4. You work at a social network, and the management is worried about churn (users stopping using the product). You are tasked with finding out if their churn is atypical. You have three years of data for users with an entry for every time they've logged in, including the timestamp and length of session.

This is a tough question. What counts as logged in? I normally always have a tab on my computer logged in to facebook... but does that mean facebook thinks I'm constantly using their website (well, no, of course not, since they also must have a record of activity). But for the social network that I work at, they don't have that. They only have a login time, and an associated duration for the session. Does that mean that when I log in to this social network that I work for, the duration is huge for me because I just never bother to log out? This is probably not a great way to measure website activity. That said, it does filter out the people who aren't logging in to the website, even though it does not tell us the degree to which everyone is using their product. 

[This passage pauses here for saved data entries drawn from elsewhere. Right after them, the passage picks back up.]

PR #1343, opened 2026-02-27
Add batch scan iterator to reduce FFI overhead

maxweber:
Me: Thanks a lot for creating SlateDB. I would like to use it (on top of Google Cloud Storage) as an event store for our SaaS. I already managed to build a working prototype (thanks to Claude). However, I noticed that iterating 10k entries (around 1KB per entry) takes very long when using slatedb-java. The FFI overhead on each `.next` call seems to be the root cause. Before the changes below the iteration over the 10k entries took 16 seconds, afterwards it took around 1.6 seconds. I'm a Clojure/Java developer for over two decades, but never wrote a single line of Rust. Therefore I do not know if Claude did a good job regarding the Rust code:

Claude Code:

Add slatedb_iterator_next_batch C FFI function that returns up to N key-value pairs in a single packed buffer, and buffer results on the Java side in SlateDbScanIterator. This amortizes the per-row FFI round-trip cost (Arena + output pointers + async block + 2 allocations) across batches of 64 rows.

The seek() implementation handles the batch-aware case by draining buffered items locally when the seek target falls within the prefetched range, only issuing a native seek when the target is beyond all buffered items.

## Summary

## Changes

-

## Notes for Reviewers

## Checklist

Thank you for the review! 🙏

### DIFF
--- a/slatedb-c/src/iterator.rs
+++ b/slatedb-c/src/iterator.rs
@@ -146,7 +146,7 @@ pub unsafe extern "C" fn slatedb_iterator_next_batch(
         if max_count > 0 && count >= max_count {
             break;
         }
-        if max_bytes > 0 && count > 0 && buf.len() >= max_bytes {
+        if max_bytes > 0 && buf.len() >= max_bytes {
             break;
         }
 


slatedb-java/src/main/java/io/slatedb/SlateDbScanIterator.java
```diff
@@ -13,17 +20,48 @@ public final class SlateDbScanIterator implements AutoCloseable {
...
+        if (exhausted) {
+            return null;
+        }
+        List<SlateDbKeyValue> batch = NativeInterop.slatedb_iterator_next_batch(iterPtr, DEFAULT_BATCH_SIZE);
+        if (batch.isEmpty()) {
+            exhausted = true;
             return null;
         }
-        return new SlateDbKeyValue(next.key(), next.value());
+        for (SlateDbKeyValue kv : batch) {
```
criccomini: Nit: maybe `ArrayDeque.addAll`?

slatedb-java/src/main/java/io/slatedb/SlateDbScanIterator.java
```diff
@@ -39,4 +77,17 @@ public void close() {
         iterPtr = null;
         closed = true;
     }
+
+    /// Compares two byte arrays lexicographically as unsigned bytes,
```
criccomini: I _think_ we can use `Arrays.compareUnsigned` instead? Worth double checking.

criccomini (commented):
This looks great! Mind including a test in `iterator.rs` to validate `slatedb_iterator_next_batch` works as expected (Claude should be able to do this)?

criccomini:
A test for the Java seek that verifies the buffer drains and seek works properly with > 64 (DEFAULT..) elements would also be good.

criccomini:
I also wonder if a `max_bytes` would be better than `max_count`. That would allow us to bound by memory usage rather than num rows. 64 rows could be very small (few kb) or could be very large (32-64meg maybe). The contract would have to be that we're allowed to overrun the max_bytes in order to fit the last (exceeding) entry in since we don't have a peek in the iterator. 🤔 Not sure on that one. Maybe worth asking Claude 😛 

Perhaps max_rows is easier to deal with.

maxweber:
> I also wonder if a `max_bytes` would be better than `max_count`. That would allow us to bound by memory usage rather than num rows. 64 rows could be very small (few kb) or could be very large (32-64meg maybe). The contract would have to be that we're allowed to overrun the max_bytes in order to fit the last (exceeding) entry in since we don't have a peek in the iterator. 🤔 Not sure on that one. Maybe worth asking Claude 😛
> 
> Perhaps max_rows is easier to deal with.

Claude had the great idea to steal an idea from Kafka :smile: 

image

https://github.com/slatedb/slatedb/pull/1343/changes/7634e3aab2165425b659dd92a3f74118ab836b6e

maxweber:
> This looks great! Mind including a test in `iterator.rs` to validate `slatedb_iterator_next_batch` works as expected (Claude should be able to do this)?

Claude again :sweat_smile: 

https://github.com/slatedb/slatedb/pull/1343/changes/a3444b94b03f562596b3344639b15daaef2d71e9

slatedb-java/src/main/java/io/slatedb/SlateDbScanIterator.java
maxweber: https://github.com/slatedb/slatedb/pull/1343/commits/7b8f3cf852d028ec2283c284fa13407bd1067e11

slatedb-java/src/main/java/io/slatedb/SlateDbScanIterator.java
maxweber: https://github.com/slatedb/slatedb/pull/1343/commits/7b8f3cf852d028ec2283c284fa13407bd1067e11

maxweber:
> A test for the Java seek that verifies the buffer drains and seek works properly with > 64 (DEFAULT..) elements would also be good.

https://github.com/slatedb/slatedb/pull/1343/commits/7b8f3cf852d028ec2283c284fa13407bd1067e11

slatedb-c/src/iterator.rs
```diff
@@ -82,6 +82,103 @@ pub unsafe extern "C" fn slatedb_iterator_next(
...
+
+    let handle = &mut *iterator;
+    let mut buf = Vec::new();
+    let mut count: usize = 0;
+
+    loop {
+        if max_count > 0 && count >= max_count {
+            break;
+        }
+        if max_bytes > 0 && count > 0 && buf.len() >= max_bytes {
```
criccomini: Do we need `count > 0` here? 🤔 if max_bytes > 0, then buf.len() must be > 0 to satisfy `buf.len() >= max_bytes`, which seems to imply that it has seen at least one row already (it's init'd to Vec::new() just above).

criccomini:
@vitoordaz Have you seen similar performance concerns around `scan` in Go? Would this be useful to you?

vitoordaz:
> @vitoordaz Have you seen similar performance concerns around `scan` in Go? Would this be useful to you?

I've tested scan much yet. Our test load gen test just uses BatchWrite and Get

slatedb-c/src/iterator.rs
maxweber: https://github.com/slatedb/slatedb/pull/1343/commits/6c5c8e4cbea939943d1c86a0e50266f04fa0b9e5

criccomini (approved):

The next problem is the word "atypical." Let's assume we have some amount of churn that we already know to be normal. A user should be considered to be part of the churn once they haven't logged in for a certain amount of time (let's assume we know that already too. Though we could test that, too, by sampling, say, 10,000 people, that haven't logged in for a week/month/2 months/etc, and then look forward in time to see if they have logged in again since then). We'll see some average amount of time that represents the longest a person may not use the service for without quitting it. For example, it may be normal for people to not log into the social network for a week, but if someone doesn't log in for 2 weeks, on average, then they won't log in again. We're just looking for the average longest timedelta between login dates. Now that we know the threshhold where people change from active users to churn, we can compare the rate at which users become churn. We can see how many users cross that threshhold in a month, on average. We can compare the amount of churn over the past recent months to the churn in previous years to determine if the current amount of churn is greater than normal (and therefore "atypical"). If there is some amount of churn we already determined was atypical, we would just compare it to that instead. I know I said earlier that that's how we would determine it, but I wasn't really satisfied with just chalking it up to saying that we would assume we knew it, and just figure we could create our own definition of "normal" by comparing the present to the past.